Cloudy afternoon waving at the Stawamus Chief–lovely spot and deep time
My friend Jessica and I skipped out from the Geological Society of America meeting in Vancouver last weekend to go visit the Stawamus Chief –a gigantic granite monolith near the town of Squamish. What a lovely place –and what a great respite from the craziness of a big meeting in a big city!
I don’t want to repeat myself too much, because I wrote about this in an earlier post–but just the fact that granite is exposed at the surface requires deep time –inconceivably great lengths of time. That’s because granite forms from a molten state by slow cooling and crystallizing far beneath Earth’s surface –10 km or more usually –and THAT means the rock had to get uplifted and exposed at Earth’s surface through processes that we humans perceive as time-consuming–on the order of millions of years. Additionally, all the rock that used to be above the granite had to get eroded away in the process.
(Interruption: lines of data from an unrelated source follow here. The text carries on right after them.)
PR #190, opened 2021-07-28
allow turbo mode, but disabled by default

goneri:
Depends-On: https://github.com/ansible-collections/cloud.common/pull/73

Expose a new parameter called enable_session_cache to enable the
feature.

### DIFF
--- a/changelogs/fragments/add_enable_session_cache.yaml
+++ b/changelogs/fragments/add_enable_session_cache.yaml
@@ -1,0 +1,3 @@
+---
+minor_changes:
+- add ``enable_session_cache`` parameter to turn on the session cache. The option is disabled by default.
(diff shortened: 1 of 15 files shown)


gravesm:
This option will need to be added to most of the k8s_* modules.

goneri:
> This option will need to be added to most of the k8s_* modules.

Yes, I'm doing my test with just k8s for now. @gravesm  How do you feel with this design?

gravesm:
I think an env var or a global ansible setting would be a better solution, but I understand those will be much more difficult to implement. I'll do some testing on my own end to see how this works.

goneri:
Superseded by https://github.com/ansible-collections/kubernetes.core/pull/169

And Shannon Falls is right there too–Amazing! It sprays about 1000′ down a series of cliffs–and allows a good, up-close look at the granite. It’s actually granodiorite –which is a lot like granite except that it contains a lot more plagioclase, as opposed to alkali, feldspar.
So… the granite speaks to great amounts of time… and the waterfall–it speaks to the changing landscape. It falls down scoured and smoothed cliffs because the whole area has been shaped by glacial erosion. Not long ago, this area was under ice! (Longer though, than the beginning of planet Earth according to the Young Earthers). You can see some wonderful glacial polish and striations on fluted granite along the highway between the Chief and the town of Squamish.